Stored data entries
PR #385, opened 2023-03-19
Remove useless call to /proc/cpuinfo

### LINKED ISSUE #384: Counting processors
Hi,

The release v2.3.0 on cmeel is currently failing on MacOS Intel at:
```
        15/33 Test #15: obb ..............................***Exception: SegFault  0.11 sec
        failed to open /proc/cpuinfo
```

I don't see why this is hitting now and did not occur before, but anyways: is reading `/proc/cpuinfo` really the right way on Mac OS and Windows ?

Otherwise, I guess we could rely on [CMake `ProcessorCount`](https://cmake.org/cmake/help/latest/module/ProcessorCount.html) to achieve the same goal.

jcarpent:
Resolves #384

### DIFF
--- a/test/obb.cpp
+++ b/test/obb.cpp
@@ -2,6 +2,7 @@
  * Software License Agreement (BSD License)
  *
  *  Copyright (c) 2014-2016, CNRS-LAAS
+ *  Copyright (c) 2023, Inria
  *  Author: Florent Lamiraux
  *  All rights reserved.
  *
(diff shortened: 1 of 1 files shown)


test/obb.cpp
```diff
@@ -1378,16 +1316,6 @@ int main(int argc, char** argv) {
...
 
-  bool cpuScalingEnabled = checkCpuScalingEnabled();
-  if (cpuScalingEnabled)
-    std::cerr << "CPU scaling is enabled."
-                 "\n\tThe benchmark real time measurements may be noisy and "
-                 "will incur extra overhead."
-                 "\n\tUse the following commands to turn on and off."
-                 "\n\t\tsudo cpufreq-set --governor performance"
-                 "\n\t\tsudo cpufreq-set --governor powersave"
-                 "\n";
```
jmirabel, line 1389: I'm fine removing the check whether CPU scaling is enabled. However, I would print a message to `std:::cout` similar to the one above. It's very easy not to pay attention to this.

jcarpent: I've restored it. Thanks @jmirabel for the feedback.

jmirabel (approved):

PR #387, opened 2023-03-24
[GJKSolver] Fix missing switch case in result status of GJK

lmontaut:


jcarpent (approved):

include/hpp/fcl/narrowphase/narrowphase.h
```diff
@@ -250,7 +251,7 @@ struct HPP_FCL_DLLAPI GJKSolver {
         break;
       default:
         assert(false && "should not reach type part.");
-        return true;
+        throw std::logic_error("GJKSolver: should not reach this part.");
```
jmirabel, line 254: The assert just before should be removed I think.

PR #393, opened 2023-03-31
Sync submodule cmake

jcarpent:


nim65s (approved):

nim65s:
I wanted to 2 things at the same time, but the second is broken, so let's keep to the first and move the second to #394

nim65s (approved):

PR #410, opened 2023-04-28
update default C++ to 14

nim65s:
to avoid hundreds of boost 1.81 warnings:
```
#warning "The minimum language standard to use Boost.Math will be C++14 starting in July 2023 (Boost 1.82 release)"
```

Also, there shouldn't be much use cases where C++11 is available and C++14 is not.


jcarpent (commented):
It is a big jump

jcarpent (changes requested):
Could we make it dependent on the Boost version to not force to much if it is not necessary?

jcarpent:
@wxmerkt It seems the ROS CI is failing (similarly to Pinocchio). Could you help us on it?

CMakeLists.txt
```diff
@@ -111,6 +108,14 @@ if(BUILD_PYTHON_INTERFACE)
   find_package(Boost REQUIRED COMPONENTS system)
 endif(BUILD_PYTHON_INTERFACE)
 
+if(Boost_VERSION_STRING VERSION_LESS 1.82)
```
nim65s, line 111:
```suggestion
if(Boost_VERSION_STRING VERSION_LESS 1.81)
```

This would allow us to test it with Boost 1.81 and get rid of the warnings

nim65s:
I think we could merge this, and fix ROS-CI in another PR, especially because this other issues hits other repositories

wxmerkt:
The problems with ROS-CI were due to unavailability of the EigenPy binary on Rolling - this issue was temporary (RAM exhaustion) and has been resolved. I restarted the jobs so hopefully they should come back green now

jcarpent (approved):

PR #420, opened 2023-05-11
Modernize Cmake use

nim65s:


jcarpent (changes requested):
Could you please split the PR into two parts? I’m not able to review between the precommit and the core change

jcarpent (approved):

PR #432, opened 2023-06-01
octree.cpp: add missing include

ManifoldFR:


nim65s (approved):
You're aware this is also adding `test/nesterov_gjk.cpp`, right ? :)

ManifoldFR:
> You're aware this is also adding `test/nesterov_gjk.cpp`, right ? :)

Oops, that's what I get for doing a `git add .` without checking...

jcarpent (changes requested):
@ManifoldFR I will make a new release of hppfcl 2x and I will update afterward hppfcl 3x. It will simplify the sync between the two branches. OK?

jcarpent (approved):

### EXERCISE OBJECTIVE
Set down the entries again, exactly as they stand above.

### ANSWER BOX
PR #385, opened 2023-03-19
Remove useless call to /proc/cpuinfo

### LINKED ISSUE #384: Counting processors
Hi,

The release v2.3.0 on cmeel is currently failing on MacOS Intel at:
```
        15/33 Test #15: obb ..............................***Exception: SegFault  0.11 sec
        failed to open /proc/cpuinfo
```

I don't see why this is hitting now and did not occur before, but anyways: is reading `/proc/cpuinfo` really the right way on Mac OS and Windows ?

Otherwise, I guess we could rely on [CMake `ProcessorCount`](https://cmake.org/cmake/help/latest/module/ProcessorCount.html) to achieve the same goal.

jcarpent:
Resolves #384

### DIFF
--- a/test/obb.cpp
+++ b/test/obb.cpp
@@ -2,6 +2,7 @@
  * Software License Agreement (BSD License)
  *
  *  Copyright (c) 2014-2016, CNRS-LAAS
+ *  Copyright (c) 2023, Inria
  *  Author: Florent Lamiraux
  *  All rights reserved.
  *
(diff shortened: 1 of 1 files shown)


test/obb.cpp
```diff
@@ -1378,16 +1316,6 @@ int main(int argc, char** argv) {
...
 
-  bool cpuScalingEnabled = checkCpuScalingEnabled();
-  if (cpuScalingEnabled)
-    std::cerr << "CPU scaling is enabled."
-                 "\n\tThe benchmark real time measurements may be noisy and "
-                 "will incur extra overhead."
-                 "\n\tUse the following commands to turn on and off."
-                 "\n\t\tsudo cpufreq-set --governor performance"
-                 "\n\t\tsudo cpufreq-set --governor powersave"
-                 "\n";
```
jmirabel, line 1389: I'm fine removing the check whether CPU scaling is enabled. However, I would print a message to `std:::cout` similar to the one above. It's very easy not to pay attention to this.

jcarpent: I've restored it. Thanks @jmirabel for the feedback.

jmirabel (approved):

PR #387, opened 2023-03-24
[GJKSolver] Fix missing switch case in result status of GJK

lmontaut:


jcarpent (approved):

include/hpp/fcl/narrowphase/narrowphase.h
```diff
@@ -250,7 +251,7 @@ struct HPP_FCL_DLLAPI GJKSolver {
         break;
       default:
         assert(false && "should not reach type part.");
-        return true;
+        throw std::logic_error("GJKSolver: should not reach this part.");
```
jmirabel, line 254: The assert just before should be removed I think.

PR #393, opened 2023-03-31
Sync submodule cmake

jcarpent:


nim65s (approved):

nim65s:
I wanted to 2 things at the same time, but the second is broken, so let's keep to the first and move the second to #394

nim65s (approved):

PR #410, opened 2023-04-28
update default C++ to 14

nim65s:
to avoid hundreds of boost 1.81 warnings:
```
#warning "The minimum language standard to use Boost.Math will be C++14 starting in July 2023 (Boost 1.82 release)"
```

Also, there shouldn't be much use cases where C++11 is available and C++14 is not.


jcarpent (commented):
It is a big jump

jcarpent (changes requested):
Could we make it dependent on the Boost version to not force to much if it is not necessary?

jcarpent:
@wxmerkt It seems the ROS CI is failing (similarly to Pinocchio). Could you help us on it?

CMakeLists.txt
```diff
@@ -111,6 +108,14 @@ if(BUILD_PYTHON_INTERFACE)
   find_package(Boost REQUIRED COMPONENTS system)
 endif(BUILD_PYTHON_INTERFACE)
 
+if(Boost_VERSION_STRING VERSION_LESS 1.82)
```
nim65s, line 111:
```suggestion
if(Boost_VERSION_STRING VERSION_LESS 1.81)
```

This would allow us to test it with Boost 1.81 and get rid of the warnings

nim65s:
I think we could merge this, and fix ROS-CI in another PR, especially because this other issues hits other repositories

wxmerkt:
The problems with ROS-CI were due to unavailability of the EigenPy binary on Rolling - this issue was temporary (RAM exhaustion) and has been resolved. I restarted the jobs so hopefully they should come back green now

jcarpent (approved):

PR #420, opened 2023-05-11
Modernize Cmake use

nim65s:


jcarpent (changes requested):
Could you please split the PR into two parts? I’m not able to review between the precommit and the core change

jcarpent (approved):

PR #432, opened 2023-06-01
octree.cpp: add missing include

ManifoldFR:


nim65s (approved):
You're aware this is also adding `test/nesterov_gjk.cpp`, right ? :)

ManifoldFR:
> You're aware this is also adding `test/nesterov_gjk.cpp`, right ? :)

Oops, that's what I get for doing a `git add .` without checking...

jcarpent (changes requested):
@ManifoldFR I will make a new release of hppfcl 2x and I will update afterward hppfcl 3x. It will simplify the sync between the two branches. OK?

jcarpent (approved):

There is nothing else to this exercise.